What is needed is the number of lines in the data below that include "dependency", stated by itself.

--------

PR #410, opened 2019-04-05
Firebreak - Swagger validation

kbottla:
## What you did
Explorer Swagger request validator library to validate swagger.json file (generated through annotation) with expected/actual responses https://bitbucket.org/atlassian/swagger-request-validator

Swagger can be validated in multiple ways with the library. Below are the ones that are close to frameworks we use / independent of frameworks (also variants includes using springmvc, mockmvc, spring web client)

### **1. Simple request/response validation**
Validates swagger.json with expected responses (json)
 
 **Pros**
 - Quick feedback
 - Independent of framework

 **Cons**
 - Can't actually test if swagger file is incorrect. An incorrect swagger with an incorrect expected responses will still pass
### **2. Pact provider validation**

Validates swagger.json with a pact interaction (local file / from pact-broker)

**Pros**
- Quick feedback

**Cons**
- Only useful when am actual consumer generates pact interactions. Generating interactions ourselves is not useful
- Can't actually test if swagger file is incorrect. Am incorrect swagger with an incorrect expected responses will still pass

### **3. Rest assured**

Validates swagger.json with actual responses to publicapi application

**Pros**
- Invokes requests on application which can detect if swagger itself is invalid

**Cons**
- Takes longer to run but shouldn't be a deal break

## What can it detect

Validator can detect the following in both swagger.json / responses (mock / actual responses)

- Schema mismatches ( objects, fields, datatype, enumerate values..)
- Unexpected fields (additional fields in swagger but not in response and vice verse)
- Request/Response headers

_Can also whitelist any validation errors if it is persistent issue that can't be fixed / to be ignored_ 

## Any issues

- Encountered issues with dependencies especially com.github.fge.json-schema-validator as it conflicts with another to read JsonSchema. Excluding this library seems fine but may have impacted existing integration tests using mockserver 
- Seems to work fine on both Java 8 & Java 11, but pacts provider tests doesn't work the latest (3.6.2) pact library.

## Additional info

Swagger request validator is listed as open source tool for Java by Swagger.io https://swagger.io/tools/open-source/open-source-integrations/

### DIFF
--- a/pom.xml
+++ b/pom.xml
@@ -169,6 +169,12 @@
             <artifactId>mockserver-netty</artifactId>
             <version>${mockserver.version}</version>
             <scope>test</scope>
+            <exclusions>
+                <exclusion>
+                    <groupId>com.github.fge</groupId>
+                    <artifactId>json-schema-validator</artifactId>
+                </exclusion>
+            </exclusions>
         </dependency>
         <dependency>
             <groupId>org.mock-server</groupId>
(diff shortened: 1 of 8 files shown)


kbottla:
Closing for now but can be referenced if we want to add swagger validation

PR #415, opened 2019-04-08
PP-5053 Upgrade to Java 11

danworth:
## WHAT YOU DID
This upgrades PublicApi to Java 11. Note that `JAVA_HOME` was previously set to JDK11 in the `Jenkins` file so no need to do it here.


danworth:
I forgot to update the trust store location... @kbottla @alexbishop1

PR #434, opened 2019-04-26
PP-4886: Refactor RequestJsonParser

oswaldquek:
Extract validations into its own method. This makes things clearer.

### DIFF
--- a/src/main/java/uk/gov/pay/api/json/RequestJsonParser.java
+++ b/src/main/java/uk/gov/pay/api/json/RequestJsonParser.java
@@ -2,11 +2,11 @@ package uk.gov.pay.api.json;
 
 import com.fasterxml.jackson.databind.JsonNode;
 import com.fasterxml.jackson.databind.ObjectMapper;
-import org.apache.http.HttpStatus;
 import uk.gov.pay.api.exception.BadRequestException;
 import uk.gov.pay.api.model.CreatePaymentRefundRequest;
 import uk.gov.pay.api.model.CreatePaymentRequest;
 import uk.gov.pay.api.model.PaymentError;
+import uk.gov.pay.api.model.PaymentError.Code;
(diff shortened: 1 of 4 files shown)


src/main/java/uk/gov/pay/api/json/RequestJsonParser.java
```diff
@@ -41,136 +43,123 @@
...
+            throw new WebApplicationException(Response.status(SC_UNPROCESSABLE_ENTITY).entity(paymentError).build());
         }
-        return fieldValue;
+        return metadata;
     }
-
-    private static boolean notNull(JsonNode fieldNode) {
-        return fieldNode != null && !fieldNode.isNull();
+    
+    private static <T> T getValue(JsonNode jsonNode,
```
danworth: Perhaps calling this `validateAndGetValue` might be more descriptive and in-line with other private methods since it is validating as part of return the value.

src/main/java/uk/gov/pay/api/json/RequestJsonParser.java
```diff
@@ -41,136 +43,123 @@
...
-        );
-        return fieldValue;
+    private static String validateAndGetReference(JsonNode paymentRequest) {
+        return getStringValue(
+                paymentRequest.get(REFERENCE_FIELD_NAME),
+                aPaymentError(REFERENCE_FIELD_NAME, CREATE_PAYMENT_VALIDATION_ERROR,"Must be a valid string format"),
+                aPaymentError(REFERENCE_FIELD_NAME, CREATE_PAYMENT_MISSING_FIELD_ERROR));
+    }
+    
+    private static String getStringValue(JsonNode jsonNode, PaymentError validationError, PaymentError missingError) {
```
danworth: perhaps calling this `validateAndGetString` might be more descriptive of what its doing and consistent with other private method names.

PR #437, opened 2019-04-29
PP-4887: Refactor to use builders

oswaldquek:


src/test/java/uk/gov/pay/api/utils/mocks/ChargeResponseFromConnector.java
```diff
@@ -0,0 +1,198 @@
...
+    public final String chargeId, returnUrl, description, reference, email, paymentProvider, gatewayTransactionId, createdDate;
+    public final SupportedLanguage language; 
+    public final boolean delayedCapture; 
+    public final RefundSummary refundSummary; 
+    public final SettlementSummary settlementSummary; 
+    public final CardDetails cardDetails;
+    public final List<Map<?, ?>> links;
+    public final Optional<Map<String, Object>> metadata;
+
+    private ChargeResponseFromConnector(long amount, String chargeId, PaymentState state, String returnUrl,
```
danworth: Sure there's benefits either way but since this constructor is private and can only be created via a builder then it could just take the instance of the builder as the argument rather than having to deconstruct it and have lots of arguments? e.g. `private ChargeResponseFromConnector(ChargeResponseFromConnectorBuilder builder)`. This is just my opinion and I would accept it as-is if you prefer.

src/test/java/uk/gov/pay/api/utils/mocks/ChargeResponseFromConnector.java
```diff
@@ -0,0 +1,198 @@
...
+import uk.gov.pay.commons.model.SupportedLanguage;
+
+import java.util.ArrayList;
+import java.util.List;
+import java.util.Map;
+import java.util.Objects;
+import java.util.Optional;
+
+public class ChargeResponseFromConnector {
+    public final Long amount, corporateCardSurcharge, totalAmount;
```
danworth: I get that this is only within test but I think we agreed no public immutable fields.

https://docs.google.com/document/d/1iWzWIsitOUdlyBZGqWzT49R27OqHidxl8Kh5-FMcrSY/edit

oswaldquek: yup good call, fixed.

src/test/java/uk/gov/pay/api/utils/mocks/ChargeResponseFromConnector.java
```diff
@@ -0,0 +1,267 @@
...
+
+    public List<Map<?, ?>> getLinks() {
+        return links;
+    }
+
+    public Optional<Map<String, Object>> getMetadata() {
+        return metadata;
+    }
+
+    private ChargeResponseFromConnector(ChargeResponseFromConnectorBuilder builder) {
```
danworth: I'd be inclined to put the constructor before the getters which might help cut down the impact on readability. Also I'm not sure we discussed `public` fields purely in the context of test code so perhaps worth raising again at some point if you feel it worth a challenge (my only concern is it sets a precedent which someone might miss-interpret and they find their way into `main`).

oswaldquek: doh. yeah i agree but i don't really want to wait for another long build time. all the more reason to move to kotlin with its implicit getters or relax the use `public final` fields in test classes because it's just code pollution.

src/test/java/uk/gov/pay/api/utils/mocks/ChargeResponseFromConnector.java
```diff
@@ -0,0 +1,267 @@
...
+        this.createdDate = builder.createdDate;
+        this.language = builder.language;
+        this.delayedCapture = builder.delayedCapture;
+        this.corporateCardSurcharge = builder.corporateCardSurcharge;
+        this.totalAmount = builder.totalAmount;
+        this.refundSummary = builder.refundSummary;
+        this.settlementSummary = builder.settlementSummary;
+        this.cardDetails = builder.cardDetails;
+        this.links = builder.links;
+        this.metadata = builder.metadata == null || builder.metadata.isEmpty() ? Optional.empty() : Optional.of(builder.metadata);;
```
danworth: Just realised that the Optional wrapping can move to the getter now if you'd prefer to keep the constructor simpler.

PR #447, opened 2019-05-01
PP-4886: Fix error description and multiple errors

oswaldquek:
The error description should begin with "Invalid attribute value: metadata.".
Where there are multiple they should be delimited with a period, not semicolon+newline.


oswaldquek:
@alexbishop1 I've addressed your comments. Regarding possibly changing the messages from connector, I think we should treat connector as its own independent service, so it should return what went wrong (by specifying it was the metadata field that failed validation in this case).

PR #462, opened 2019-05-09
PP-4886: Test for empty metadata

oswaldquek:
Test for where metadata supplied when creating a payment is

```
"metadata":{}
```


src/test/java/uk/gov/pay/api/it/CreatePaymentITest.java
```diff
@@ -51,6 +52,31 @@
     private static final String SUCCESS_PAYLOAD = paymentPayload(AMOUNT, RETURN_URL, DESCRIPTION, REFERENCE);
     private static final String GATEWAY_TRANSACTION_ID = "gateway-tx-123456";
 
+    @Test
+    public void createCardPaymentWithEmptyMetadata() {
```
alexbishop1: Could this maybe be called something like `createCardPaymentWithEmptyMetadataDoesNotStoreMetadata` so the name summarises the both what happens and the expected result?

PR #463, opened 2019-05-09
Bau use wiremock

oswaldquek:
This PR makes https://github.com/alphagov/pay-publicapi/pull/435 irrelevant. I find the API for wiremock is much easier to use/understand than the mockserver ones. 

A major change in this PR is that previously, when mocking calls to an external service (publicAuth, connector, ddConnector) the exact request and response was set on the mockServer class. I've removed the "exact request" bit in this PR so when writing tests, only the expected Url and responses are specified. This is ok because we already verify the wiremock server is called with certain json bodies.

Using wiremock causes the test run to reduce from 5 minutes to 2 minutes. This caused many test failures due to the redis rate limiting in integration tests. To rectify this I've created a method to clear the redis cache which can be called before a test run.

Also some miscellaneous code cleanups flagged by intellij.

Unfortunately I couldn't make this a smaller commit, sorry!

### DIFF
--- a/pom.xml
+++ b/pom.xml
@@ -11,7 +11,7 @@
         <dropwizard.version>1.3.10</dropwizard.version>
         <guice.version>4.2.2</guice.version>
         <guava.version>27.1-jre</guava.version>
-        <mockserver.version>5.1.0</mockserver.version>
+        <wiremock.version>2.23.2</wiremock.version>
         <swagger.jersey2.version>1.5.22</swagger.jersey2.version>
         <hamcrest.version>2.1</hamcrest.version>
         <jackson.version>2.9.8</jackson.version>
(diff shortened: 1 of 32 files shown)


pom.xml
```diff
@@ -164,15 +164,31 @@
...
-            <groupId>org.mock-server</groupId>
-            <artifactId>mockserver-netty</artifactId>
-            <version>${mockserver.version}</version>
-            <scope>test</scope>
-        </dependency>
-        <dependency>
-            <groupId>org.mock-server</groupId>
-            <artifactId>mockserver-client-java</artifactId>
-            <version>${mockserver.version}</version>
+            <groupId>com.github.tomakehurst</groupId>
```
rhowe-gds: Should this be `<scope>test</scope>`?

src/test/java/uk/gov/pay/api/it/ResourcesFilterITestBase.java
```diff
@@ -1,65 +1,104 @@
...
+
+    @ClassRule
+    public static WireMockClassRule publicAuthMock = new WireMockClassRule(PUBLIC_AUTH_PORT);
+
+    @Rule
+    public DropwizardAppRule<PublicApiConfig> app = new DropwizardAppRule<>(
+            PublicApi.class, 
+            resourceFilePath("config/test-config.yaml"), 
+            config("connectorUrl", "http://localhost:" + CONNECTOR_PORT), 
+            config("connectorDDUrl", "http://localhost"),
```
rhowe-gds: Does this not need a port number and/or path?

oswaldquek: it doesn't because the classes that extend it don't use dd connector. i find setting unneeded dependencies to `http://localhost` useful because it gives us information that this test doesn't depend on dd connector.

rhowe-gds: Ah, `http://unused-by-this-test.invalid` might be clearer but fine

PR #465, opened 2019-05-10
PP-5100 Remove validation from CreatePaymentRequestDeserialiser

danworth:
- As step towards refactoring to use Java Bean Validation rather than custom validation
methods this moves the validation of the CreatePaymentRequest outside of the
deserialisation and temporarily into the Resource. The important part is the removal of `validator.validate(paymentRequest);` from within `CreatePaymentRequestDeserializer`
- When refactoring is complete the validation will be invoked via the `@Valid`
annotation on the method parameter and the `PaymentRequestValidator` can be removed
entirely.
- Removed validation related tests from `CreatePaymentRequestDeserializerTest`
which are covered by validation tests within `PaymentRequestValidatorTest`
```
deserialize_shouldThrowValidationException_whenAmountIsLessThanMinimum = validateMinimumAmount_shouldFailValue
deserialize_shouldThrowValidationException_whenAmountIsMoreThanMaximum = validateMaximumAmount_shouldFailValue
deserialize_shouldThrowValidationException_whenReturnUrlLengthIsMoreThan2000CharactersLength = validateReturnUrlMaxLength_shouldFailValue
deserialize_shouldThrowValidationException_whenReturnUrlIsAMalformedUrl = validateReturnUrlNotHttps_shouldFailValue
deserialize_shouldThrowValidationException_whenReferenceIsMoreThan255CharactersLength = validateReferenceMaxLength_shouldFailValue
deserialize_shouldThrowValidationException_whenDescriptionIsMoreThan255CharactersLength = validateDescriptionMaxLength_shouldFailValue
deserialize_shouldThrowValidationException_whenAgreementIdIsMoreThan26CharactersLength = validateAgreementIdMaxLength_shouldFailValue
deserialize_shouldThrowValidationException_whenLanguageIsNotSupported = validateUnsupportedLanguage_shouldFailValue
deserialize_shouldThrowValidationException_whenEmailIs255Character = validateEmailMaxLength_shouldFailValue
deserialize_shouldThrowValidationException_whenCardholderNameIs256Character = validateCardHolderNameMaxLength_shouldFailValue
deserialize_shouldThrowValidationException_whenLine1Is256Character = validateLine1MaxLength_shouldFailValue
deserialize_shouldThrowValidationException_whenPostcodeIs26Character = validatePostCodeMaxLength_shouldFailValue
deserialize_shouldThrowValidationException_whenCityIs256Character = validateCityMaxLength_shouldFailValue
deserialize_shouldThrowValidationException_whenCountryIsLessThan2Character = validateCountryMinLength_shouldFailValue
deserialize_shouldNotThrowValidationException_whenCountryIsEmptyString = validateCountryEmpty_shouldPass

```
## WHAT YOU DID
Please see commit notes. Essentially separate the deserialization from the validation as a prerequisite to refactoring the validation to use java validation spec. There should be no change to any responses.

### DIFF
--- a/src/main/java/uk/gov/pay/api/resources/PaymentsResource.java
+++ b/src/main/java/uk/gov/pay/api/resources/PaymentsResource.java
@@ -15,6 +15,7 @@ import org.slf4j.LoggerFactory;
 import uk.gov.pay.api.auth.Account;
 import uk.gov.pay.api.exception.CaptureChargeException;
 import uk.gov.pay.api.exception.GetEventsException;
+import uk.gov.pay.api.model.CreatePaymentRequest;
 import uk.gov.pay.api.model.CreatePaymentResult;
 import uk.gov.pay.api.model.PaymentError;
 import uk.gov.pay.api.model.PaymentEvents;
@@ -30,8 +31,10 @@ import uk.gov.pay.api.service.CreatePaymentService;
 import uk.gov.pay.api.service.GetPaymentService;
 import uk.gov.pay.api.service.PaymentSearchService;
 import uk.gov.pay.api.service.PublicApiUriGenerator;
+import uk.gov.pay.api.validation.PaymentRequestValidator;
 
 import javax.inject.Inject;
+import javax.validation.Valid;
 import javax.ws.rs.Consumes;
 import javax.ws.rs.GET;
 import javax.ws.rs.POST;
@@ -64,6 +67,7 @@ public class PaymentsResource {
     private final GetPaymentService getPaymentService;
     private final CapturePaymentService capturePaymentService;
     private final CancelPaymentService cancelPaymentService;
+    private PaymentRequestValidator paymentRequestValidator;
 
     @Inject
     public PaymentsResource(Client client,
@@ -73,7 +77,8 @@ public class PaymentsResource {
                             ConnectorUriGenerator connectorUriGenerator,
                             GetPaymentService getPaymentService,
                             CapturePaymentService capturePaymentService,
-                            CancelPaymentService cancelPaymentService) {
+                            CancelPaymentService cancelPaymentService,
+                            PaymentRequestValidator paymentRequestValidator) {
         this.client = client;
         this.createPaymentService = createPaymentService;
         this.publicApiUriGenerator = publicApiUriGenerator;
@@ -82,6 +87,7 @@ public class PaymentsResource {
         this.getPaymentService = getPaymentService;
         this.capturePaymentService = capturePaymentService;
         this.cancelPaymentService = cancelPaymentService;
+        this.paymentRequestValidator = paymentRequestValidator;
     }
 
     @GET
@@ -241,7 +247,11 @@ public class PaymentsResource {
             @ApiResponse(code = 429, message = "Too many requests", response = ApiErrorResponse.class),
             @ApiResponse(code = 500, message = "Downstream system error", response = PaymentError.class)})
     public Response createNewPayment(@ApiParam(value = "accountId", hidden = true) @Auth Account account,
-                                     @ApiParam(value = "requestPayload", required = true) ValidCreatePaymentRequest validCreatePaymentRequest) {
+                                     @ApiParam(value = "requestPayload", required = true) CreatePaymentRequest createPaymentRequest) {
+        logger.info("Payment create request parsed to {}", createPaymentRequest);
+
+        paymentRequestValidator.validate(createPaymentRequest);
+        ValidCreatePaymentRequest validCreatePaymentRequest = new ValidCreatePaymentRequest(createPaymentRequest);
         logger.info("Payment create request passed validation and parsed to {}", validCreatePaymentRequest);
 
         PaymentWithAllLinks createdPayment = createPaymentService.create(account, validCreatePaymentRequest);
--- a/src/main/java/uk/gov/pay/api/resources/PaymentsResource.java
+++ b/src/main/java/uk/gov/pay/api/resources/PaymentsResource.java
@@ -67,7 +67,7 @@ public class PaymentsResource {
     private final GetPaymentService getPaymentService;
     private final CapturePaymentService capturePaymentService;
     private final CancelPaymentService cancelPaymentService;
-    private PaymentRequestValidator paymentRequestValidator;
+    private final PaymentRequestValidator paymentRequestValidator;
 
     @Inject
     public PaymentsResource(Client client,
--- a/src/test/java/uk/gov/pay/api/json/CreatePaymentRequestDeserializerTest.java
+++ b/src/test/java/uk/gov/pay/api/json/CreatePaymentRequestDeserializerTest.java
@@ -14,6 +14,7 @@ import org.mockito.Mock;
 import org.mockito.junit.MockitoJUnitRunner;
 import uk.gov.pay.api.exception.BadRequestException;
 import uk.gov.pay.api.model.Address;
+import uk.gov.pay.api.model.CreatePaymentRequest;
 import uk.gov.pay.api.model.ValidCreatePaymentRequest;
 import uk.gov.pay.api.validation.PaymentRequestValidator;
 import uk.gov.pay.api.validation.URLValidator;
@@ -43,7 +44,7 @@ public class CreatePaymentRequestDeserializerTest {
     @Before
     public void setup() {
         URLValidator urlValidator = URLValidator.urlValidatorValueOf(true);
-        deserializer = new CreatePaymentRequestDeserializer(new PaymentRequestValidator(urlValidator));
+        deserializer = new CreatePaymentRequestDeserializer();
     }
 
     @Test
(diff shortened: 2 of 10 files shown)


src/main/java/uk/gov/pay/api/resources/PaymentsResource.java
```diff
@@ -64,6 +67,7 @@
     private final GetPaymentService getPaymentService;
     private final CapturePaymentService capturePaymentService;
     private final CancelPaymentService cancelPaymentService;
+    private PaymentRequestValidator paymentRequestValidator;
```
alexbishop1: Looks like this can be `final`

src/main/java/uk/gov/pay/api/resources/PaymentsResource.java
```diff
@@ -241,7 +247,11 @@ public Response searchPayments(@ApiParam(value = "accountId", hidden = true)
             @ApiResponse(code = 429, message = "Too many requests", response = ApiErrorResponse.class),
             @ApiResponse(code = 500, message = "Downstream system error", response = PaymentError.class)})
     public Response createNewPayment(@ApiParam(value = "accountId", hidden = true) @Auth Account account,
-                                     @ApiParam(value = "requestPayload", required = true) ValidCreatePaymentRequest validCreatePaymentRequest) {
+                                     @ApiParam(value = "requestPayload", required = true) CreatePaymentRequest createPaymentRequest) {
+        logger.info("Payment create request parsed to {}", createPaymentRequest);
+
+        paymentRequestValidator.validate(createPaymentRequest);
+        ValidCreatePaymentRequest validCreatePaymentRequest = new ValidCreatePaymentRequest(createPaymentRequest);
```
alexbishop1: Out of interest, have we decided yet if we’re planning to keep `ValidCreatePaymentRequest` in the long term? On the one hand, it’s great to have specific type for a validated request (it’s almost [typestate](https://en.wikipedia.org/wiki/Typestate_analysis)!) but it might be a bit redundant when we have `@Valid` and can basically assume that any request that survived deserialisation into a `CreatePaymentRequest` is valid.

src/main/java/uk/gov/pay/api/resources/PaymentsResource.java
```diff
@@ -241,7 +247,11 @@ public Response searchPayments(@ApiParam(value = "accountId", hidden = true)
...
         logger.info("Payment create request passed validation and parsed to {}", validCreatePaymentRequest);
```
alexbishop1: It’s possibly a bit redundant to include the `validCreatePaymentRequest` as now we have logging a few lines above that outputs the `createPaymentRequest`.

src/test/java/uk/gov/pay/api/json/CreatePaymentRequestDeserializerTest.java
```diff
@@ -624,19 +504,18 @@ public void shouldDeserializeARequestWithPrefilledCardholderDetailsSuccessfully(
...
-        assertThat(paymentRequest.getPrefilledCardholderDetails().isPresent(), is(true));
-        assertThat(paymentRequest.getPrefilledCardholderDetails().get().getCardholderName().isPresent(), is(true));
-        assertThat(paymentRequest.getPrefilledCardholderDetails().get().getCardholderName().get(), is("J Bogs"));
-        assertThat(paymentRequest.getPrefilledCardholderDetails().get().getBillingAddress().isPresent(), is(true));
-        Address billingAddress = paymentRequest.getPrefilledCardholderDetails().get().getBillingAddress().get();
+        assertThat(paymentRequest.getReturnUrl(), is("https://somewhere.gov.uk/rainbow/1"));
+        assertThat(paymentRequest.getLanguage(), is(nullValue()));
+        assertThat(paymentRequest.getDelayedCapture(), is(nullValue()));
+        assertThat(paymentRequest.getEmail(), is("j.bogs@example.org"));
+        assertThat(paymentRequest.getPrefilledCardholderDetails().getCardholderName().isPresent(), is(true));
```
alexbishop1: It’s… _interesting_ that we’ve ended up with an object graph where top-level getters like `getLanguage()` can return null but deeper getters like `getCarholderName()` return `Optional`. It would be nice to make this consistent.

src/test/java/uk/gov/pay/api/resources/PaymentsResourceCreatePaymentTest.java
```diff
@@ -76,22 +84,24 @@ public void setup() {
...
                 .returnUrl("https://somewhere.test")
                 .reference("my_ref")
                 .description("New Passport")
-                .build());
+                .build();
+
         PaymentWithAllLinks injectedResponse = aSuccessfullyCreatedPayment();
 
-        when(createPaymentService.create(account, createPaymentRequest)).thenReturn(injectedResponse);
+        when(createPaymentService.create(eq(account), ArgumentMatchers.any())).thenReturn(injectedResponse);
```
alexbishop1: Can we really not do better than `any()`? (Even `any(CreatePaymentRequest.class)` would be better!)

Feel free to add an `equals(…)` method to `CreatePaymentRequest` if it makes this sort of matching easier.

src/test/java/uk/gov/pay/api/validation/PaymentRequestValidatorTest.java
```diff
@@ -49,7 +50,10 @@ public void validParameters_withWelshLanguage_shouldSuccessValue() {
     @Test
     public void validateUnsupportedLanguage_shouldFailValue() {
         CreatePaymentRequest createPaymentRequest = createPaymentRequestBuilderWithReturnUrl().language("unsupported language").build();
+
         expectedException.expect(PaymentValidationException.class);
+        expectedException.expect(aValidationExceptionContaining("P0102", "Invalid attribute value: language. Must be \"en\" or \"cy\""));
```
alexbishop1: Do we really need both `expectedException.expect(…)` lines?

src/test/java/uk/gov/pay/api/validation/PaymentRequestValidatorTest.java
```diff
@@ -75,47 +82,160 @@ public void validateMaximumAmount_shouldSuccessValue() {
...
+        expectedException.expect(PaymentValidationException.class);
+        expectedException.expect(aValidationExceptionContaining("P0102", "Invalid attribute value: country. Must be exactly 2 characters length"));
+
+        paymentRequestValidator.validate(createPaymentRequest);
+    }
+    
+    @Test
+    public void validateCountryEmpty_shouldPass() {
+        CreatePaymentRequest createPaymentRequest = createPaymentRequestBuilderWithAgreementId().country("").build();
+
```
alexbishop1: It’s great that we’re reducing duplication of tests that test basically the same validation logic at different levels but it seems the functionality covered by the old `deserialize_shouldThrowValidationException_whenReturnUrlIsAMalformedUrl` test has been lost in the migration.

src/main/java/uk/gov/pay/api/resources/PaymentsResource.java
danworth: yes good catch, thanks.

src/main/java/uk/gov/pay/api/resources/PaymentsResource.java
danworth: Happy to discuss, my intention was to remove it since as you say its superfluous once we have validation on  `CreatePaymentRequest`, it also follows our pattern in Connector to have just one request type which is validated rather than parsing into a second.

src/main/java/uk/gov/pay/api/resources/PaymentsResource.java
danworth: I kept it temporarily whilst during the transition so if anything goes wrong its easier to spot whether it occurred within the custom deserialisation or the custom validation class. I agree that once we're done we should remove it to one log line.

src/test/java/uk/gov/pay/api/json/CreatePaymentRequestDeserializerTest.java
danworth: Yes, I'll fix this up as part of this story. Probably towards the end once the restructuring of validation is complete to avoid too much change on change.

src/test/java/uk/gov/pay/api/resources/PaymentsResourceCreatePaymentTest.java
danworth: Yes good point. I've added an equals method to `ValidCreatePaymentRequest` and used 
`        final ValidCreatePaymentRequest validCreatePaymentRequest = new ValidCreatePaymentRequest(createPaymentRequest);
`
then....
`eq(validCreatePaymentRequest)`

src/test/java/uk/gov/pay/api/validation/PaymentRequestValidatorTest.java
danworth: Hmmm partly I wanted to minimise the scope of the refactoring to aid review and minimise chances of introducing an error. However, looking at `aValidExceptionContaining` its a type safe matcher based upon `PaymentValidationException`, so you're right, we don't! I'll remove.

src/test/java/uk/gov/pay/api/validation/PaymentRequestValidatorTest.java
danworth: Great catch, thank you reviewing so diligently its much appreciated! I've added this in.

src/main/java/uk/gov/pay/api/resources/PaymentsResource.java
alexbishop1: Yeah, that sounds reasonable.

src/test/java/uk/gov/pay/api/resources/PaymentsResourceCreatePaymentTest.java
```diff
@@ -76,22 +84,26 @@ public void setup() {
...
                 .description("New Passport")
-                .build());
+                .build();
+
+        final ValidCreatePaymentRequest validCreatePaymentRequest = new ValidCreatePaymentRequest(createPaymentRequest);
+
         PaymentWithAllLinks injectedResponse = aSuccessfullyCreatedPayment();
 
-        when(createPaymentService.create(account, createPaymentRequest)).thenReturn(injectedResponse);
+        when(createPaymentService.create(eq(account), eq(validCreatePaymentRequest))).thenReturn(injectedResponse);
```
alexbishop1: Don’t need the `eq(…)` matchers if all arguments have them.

--------

● OUTPUT
4